Soul Series has their moments of blatant cheating, but Soul Calibur III has the most notorious examples.
The AI will suddenly block every throw, land their throws on your character despite being theoretically out of range, block or counter every move the player has used so far in the "set" of battles (even if the CPU character's back is turned, and it's not Voldo!). Read: The computer opponent will read your controller inputs. Every. Single. Time. This Troper notes that PC-controlled Mitsurugi, Zasalamel, and Abyss are the worst offenders for this.
If you get knocked down even once, you'll usually NEVER get a chance to fight back, unless the CPU decides to ease up.
SNK Boss Night Terror is an especially egregious example, nulling the time-honored Ring-Out defeat by flying back when knocked out of the arena (sure Word Of God stated they're trying to de-emphasize the use of Ring-Outs...), and a stance that rendered it invincible.

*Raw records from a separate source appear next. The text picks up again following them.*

PR #4605, opened 2016-10-20
Don't notify belongsTo changes if nothing changed

### LINKED ISSUE #4579: querying existing record triggers a change in its belongsTo relationships (twiddle included)
On ember-data 2.7.0 and above, setting an observer on a `belongsTo` triggers without the relationship actually changing.

Here is the twiddle: https://ember-twiddle.com/e5fb5b69d401ca2187840a771b5d7785?fileTreeShown=false&numColumns=2&openFiles=controllers.application.js%2Ctemplates.application.hbs

When you click "reload", you can see a log on the console which shouldn't happen. The belongs to relationship never changed.
The log only happens if ember-data is set to a version above 2.7.

wecc:
Fixes #4579

### DIFF
--- a/tests/integration/records/relationship-changes-test.js
+++ b/tests/integration/records/relationship-changes-test.js
@@ -1,0 +1,108 @@
+import setupStore from 'dummy/tests/helpers/store';
+import Ember from 'ember';
+import DS from 'ember-data';
+import { module, test } from 'qunit';
+
+const { run } = Ember;
+const { attr, belongsTo, Model } = DS;
+
+const Author = Model.extend({
+  name: attr('string')
+});
+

Setsuka, when controlled by the computer. Just... Setsuka. She is the destroyer of controllers and the crusher of souls.
This troper hates it when he has to go against Setsuka at any time during the Tales of Souls part of the game. Not only is she incredibly fast, but she's able to land devastating combos while the player character is still in midair even when using air control, giving said character absolutely NO CHANCE of fighting back! She can also block almost all throws, exploits your weak points without mercy, and almost always makes it impossible to get to Night Terror, since you have to follow a certain path AND not lose a single battle in the process!

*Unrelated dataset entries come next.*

PR #4607, opened 2016-10-20
Fix dummy app serializer

igorT:
We were not correctly deserializing relationships coming from the mock server,
because we try to dasherize by default.


igorT:
@runspired ^^

PR #4612, opened 2016-10-21
[DOC] Mark `errorsHashToArray` and `errorsArrayToHash` public

pangratz:
This methods are already present on the `DS` namespace, so this change
marks the officially as public and adds documentation how they can be
used.


pangratz:
@bmac thanks. Done.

This troper's also noticed that even when you DO actually have a good chance of winning, the opponent will suddenly go completely batshit insane in terms of speed and power, and will demolish your entire life meter in two or three hits. Really, really noticeable in Chronicles of the Sword. Chronicle 5 and onward will make you snap your controller in sheer frustration. Even worse is that you have to beat this mode once in order to unlock some of the custom parts for custom fighters that cannot be unlocked via abuse of versus mode.

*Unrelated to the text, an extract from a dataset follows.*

PR #4616, opened 2016-10-21
Assert when original and not normalized key is found in payload

### LINKED ISSUE #4253: JSONAPISerializer should warn when not dasherized key names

Soul Calibur IV. The Apprentice, just... The Apprentice.
Soul Calibur II's Weapon Master mode starts placing incredibly blatant handicaps on you later on. ("Now defeat this character...and he only takes damage from being knocked into the wall!") One of them was to make the opponent invisible except for what they're holding or carrying—that is, their weapon. In other words, if you wanted the slightest chance of even hitting them, let alone hitting them enough to win, you had to keep your eye on their weapon at all times to so much as see which general direction they're in. In other news, the Playstation 2 version of this game included Heihachi from Tekken, who fights barehanded. See if you can tell where this is going.
Soul Calibur 3 takes this to a cruel level with a few bosses in Chronicles mode. These bosses take ludicrously low damage from attacks and never flinch. While this seems like it would lead to a long, hit-and-fade battle, it tends to lead to the computer MKWalking towards you, since you can't push it back, and knocking you off the ledge. Repeat for your whole army. You lose and have wasted the last 30 minutes.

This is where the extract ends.